I'm trying to make pileup files using samtools
from two files, File1 and File2.
I have split up File1 and File2 by chromosome, resulting in having 44 files named following the format:
chr${c}.${TISSUE}_run1_en2hic_PE1.bam.sorted.bam.breaks_COL1_and_COL2_ONLY
where ${c} is a number between 1 and 22, and $TISSUE is either colon or muscle--22 chromosomes for colon, and 22 for muscle. I.e.; chr1.colon_run1_en2hic_PE1.bam.sorted.bam.breaks_COL1_and_COL2_ONLY chr2.colon_run1_en2hic_PE1.bam.sorted.bam.breaks_COL1_and_COL2_ONLY
.
.
.
chr22.colon_run1_en2hic_PE1.bam.sorted.bam.breaks_COL1_and_COL2_ONLY
chr1.muscle_run1_en2hic_PE1.bam.sorted.bam.breaks_COL1_and_COL2_ONLY
.
.
.
These files consist of two columns, the first just shows the chromosome number, and the second column is a position on that chromosome. I.e.;
head chr2.colon_run1_en2hic_PE1.bam.sorted.bam.breaks_COL1_and_COL2_ONLY
chr2 103977
chr2 112051
chr2 126199
chr2 146288
chr2 147797
chr2 147822
chr2 148548
chr2 148525
chr2 158189
chr2 158188
For each row in the file (for example, "chr2.colon_run1_en2hic_PE1.bam.sorted.bam.breaks_COL1_and_COL2_ONLY"

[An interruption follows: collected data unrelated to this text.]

PR #5688, opened 2026-01-26
handle undefined node in NodeComponentWrapperInner

### LINKED ISSUE #5651: Error thrown on nodeLookup access when conditionally rendering a React Flow instance

- React Flow / Svelte Flow version: 12.10.0
- Browser and version: Chrome version 
- OS and version: Windows 11 Pro OS Build 26100.7171

### Live code example

https://github.com/valerio-guarnieri-one/xyflow-issue

### Describe the Bug

React Flow is throwing the following exception: `Exception has occurred: TypeError: Cannot destructure property 'internals' of 's.nodeLookup.get(...)' as it is undefined` when turning a state variable used to conditionally render a React Flow instance to false.

1. Download the [example repository](https://github.com/valerio-guarnieri-one/xyflow-issue)
2. Run `npm run dev` command
3. Open VS Code
4. Go to the "Run and Debug" sidebar button
5. Start Debugging (press F5)
6. Turn on Caught Exceptions in the Breakpoints section
7. In Chrome, turn off the switch in the top right corner
8. VS Code debugger will break on the following error thrown:
```
Exception has occurred: TypeError: Cannot destructure property 'internals' of 's.nodeLookup.get(...)' as it is undefined.
at http://localhost:5173/node_modules/.vite/deps/@xyflow_react.js?v=5776e29c:9368:13
    at memoizedSelector (http://localhost:5173/node_modules/.vite/deps/@xyflow_react.js?v=5776e29c:123:35)
    at http://localhost:5173/node_modules/.vite/deps/@xyflow_react.js?v=5776e29c:132:24
    at checkIfSnapshotChanged (http://localhost:5173/node_modules/.vite/deps/react-dom_client.js?v=3f65e72c:6095:27)
    at http://localhost:5173/node_modules/.vite/deps/react-dom_client.js?v=3f65e72c:6088:11
    at http://localhost:5173/node_modules/.vite/deps/@xyflow_react.js?v=5776e29c:6269:39
    at Set.forEach (<anonymous>)
    at setState (http://localhost:5173/node_modules/.vite/deps/@xyflow_react.js?v=5776e29c:6269:17)
    at reset (http://localhost:5173/node_modules/.vite/deps/@xyflow_react.js?v=5776e29c:8981:18)
    at http://localhost:5173/node_modules/.vite/deps/@xyflow_react.js?v=5776e29c:6543:7
```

), I need to take the position, call it 'x', from column 2, and use it to get a range of a-b
, where a=x-5
and b=x+5
. I'll then plug those values into the following script:
samtools mpileup -f [REFERENCE GENOME] File1 File2 -r chr${c}:a-b
For example, suppose I'm looking at chromosome 2, position 103977 (row 1 above). Then my script would be
samtools mpileup -f [REFERENCE GENOME] File1 File2 -r chr2:103972-103982
So basically, it's a loop within a loop within a loop. Something like,
for t in $(colon, muscle)
do
for c in $seq (1 22)
do
for item (or maybe row?) in
chr${c}.${t}_run1_en2hic_PE1.bam.sorted.bam.breaks_COL1_and_COL2_ONLY
do
awk '{print $2}' | something something something
x= position in col 2, a=x-5 b=x+5
samtools mpileup -f [REFERENCE GENOME] File1 File2 -r chr${c}:a-b
done
done
done
...
Thanks in advance. I'm brand new to working with Linux and I have essentially no computer science training.